The contents of each test tube was then tested for starch using iodine solution Study the above procedures carefully and then answer the following questions
1. What was the aim of the experiment?
2. Why was it necessary to heat the tubes for 30 minutes before mixing their contents?
4. Account for the expected observations
Solution
The aim of the experiment was to find out the effect of temperature on salivary amylases or to study the effect of temperature on enzyme salivary amylase) activity
It was necessary to heat the tubes for 30 minutes before mixing their content in order to obtain optimal temperature for enzymes (salivary amylase) to work properly.
After adding iodine solution, the following color change were observed
Test tube labeled A: in this case, blue- black colouration was observed
Test tube labeled B: in this case, yellowish -brown colouration was observed Test tube labeled C: blue - black colouration was observed as well.

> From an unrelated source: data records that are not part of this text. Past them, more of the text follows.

PR #1105, opened 2022-03-04
Use BOTORCH_MODULAR in tutorials with Ax

saitcakmak:
Summary:
Update the Ax-related tutorials in BoTorch to use the BOTORCH_MODULAR interface.

For starters, this updates custom BoTorch model tutorial. I will update others based on feedback on the style.

Differential Revision: D34646421

### DIFF
--- a/tutorials/custom_acquisition.ipynb
+++ b/tutorials/custom_acquisition.ipynb
@@ -1,390 +1,2269 @@
 {
- "cells": [
-  {
-   "cell_type": "markdown",
-   "metadata": {
-    "collapsed": true
-   },
-   "source": [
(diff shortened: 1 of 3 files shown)


Balandat:
Thanks for updating this! I wonder if instead of the Ax Developer API we should instead (or in addition) use the Service API in this tutorial? This would probably make it more concise and easier for people to follow. @lena-kashtelyan, any thoughts on this?

Balandat:
Thanks for updating this! I wonder if instead of the Ax Developer API we should instead (or in addition) use the Service API in this tutorial? This would probably make it more concise and easier for people to follow. @lena-kashtelyan, any thoughts on this?

PR #1109, opened 2022-03-05
Fix smoke_test bug

saitcakmak:
Fixes the bug with handling of `SMOKE_TEST` environmental variable while running tutorials. The issue was that `subprocess.run` does not accept boolean environmental variables, so both `true` and `false` were being interpreted as non-empty strings by Python.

Accounting for the expected observations.
For the test tube labeled A blue- black colouration was observed to indicate that starch is still present because the temperature 5 is not suitable temperature for the enzyme to act on substrate (starch)
For the test tube labeled B, the colour of iodine (yellowish - brown) was retained because all the substrate (starch) has been reduced into simple sugar by the action of enzymes (salivary amylase) due to the availability of favourable or suitable temperature for such enzyme to act on the substrate
For test tube labeled C, blue - black colouration was observed to indicate; substrate (starch) was still present because the temperature 7 is not optimal temperature for the enzymes (salivary- amylase) to act on substrate (starch).